Could you reproduce all of the records exactly?

--- DATA EXCERPTS Enclosed Below ---

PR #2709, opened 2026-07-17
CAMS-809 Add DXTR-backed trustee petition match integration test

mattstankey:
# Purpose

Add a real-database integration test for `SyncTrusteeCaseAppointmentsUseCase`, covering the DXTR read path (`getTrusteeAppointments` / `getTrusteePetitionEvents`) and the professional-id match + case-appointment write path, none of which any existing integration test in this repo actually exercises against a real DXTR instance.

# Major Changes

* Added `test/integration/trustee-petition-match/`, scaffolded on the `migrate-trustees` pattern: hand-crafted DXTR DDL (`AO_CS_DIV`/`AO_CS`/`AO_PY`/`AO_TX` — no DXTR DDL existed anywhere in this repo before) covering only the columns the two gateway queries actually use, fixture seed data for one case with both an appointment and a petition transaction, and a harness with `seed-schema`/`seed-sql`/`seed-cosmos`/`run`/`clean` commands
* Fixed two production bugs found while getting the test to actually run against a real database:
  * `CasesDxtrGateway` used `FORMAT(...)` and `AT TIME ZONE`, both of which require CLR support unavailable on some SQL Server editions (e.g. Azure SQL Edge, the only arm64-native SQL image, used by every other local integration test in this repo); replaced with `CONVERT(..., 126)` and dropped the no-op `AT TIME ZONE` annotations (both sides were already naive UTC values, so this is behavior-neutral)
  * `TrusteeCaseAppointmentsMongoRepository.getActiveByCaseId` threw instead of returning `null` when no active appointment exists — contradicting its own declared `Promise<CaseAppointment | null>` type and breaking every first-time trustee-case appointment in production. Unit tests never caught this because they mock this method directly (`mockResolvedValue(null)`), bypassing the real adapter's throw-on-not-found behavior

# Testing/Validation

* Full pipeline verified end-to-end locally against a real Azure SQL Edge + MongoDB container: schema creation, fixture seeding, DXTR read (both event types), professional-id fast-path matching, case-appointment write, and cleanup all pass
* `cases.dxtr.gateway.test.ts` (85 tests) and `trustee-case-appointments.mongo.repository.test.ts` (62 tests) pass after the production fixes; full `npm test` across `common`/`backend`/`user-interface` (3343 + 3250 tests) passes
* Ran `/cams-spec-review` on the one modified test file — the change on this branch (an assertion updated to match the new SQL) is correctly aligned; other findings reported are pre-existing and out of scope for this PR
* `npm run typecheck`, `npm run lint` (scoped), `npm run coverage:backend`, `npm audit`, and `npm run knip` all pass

--- End of Enclosed DATA EXCERPTS ---

**WRITTEN ANSWER**
PR #2709, opened 2026-07-17
CAMS-809 Add DXTR-backed trustee petition match integration test

mattstankey:
# Purpose

Add a real-database integration test for `SyncTrusteeCaseAppointmentsUseCase`, covering the DXTR read path (`getTrusteeAppointments` / `getTrusteePetitionEvents`) and the professional-id match + case-appointment write path, none of which any existing integration test in this repo actually exercises against a real DXTR instance.

# Major Changes

* Added `test/integration/trustee-petition-match/`, scaffolded on the `migrate-trustees` pattern: hand-crafted DXTR DDL (`AO_CS_DIV`/`AO_CS`/`AO_PY`/`AO_TX` — no DXTR DDL existed anywhere in this repo before) covering only the columns the two gateway queries actually use, fixture seed data for one case with both an appointment and a petition transaction, and a harness with `seed-schema`/`seed-sql`/`seed-cosmos`/`run`/`clean` commands
* Fixed two production bugs found while getting the test to actually run against a real database:
  * `CasesDxtrGateway` used `FORMAT(...)` and `AT TIME ZONE`, both of which require CLR support unavailable on some SQL Server editions (e.g. Azure SQL Edge, the only arm64-native SQL image, used by every other local integration test in this repo); replaced with `CONVERT(..., 126)` and dropped the no-op `AT TIME ZONE` annotations (both sides were already naive UTC values, so this is behavior-neutral)
  * `TrusteeCaseAppointmentsMongoRepository.getActiveByCaseId` threw instead of returning `null` when no active appointment exists — contradicting its own declared `Promise<CaseAppointment | null>` type and breaking every first-time trustee-case appointment in production. Unit tests never caught this because they mock this method directly (`mockResolvedValue(null)`), bypassing the real adapter's throw-on-not-found behavior

# Testing/Validation

* Full pipeline verified end-to-end locally against a real Azure SQL Edge + MongoDB container: schema creation, fixture seeding, DXTR read (both event types), professional-id fast-path matching, case-appointment write, and cleanup all pass
* `cases.dxtr.gateway.test.ts` (85 tests) and `trustee-case-appointments.mongo.repository.test.ts` (62 tests) pass after the production fixes; full `npm test` across `common`/`backend`/`user-interface` (3343 + 3250 tests) passes
* Ran `/cams-spec-review` on the one modified test file — the change on this branch (an assertion updated to match the new SQL) is correctly aligned; other findings reported are pre-existing and out of scope for this PR
* `npm run typecheck`, `npm run lint` (scoped), `npm run coverage:backend`, `npm audit`, and `npm run knip` all pass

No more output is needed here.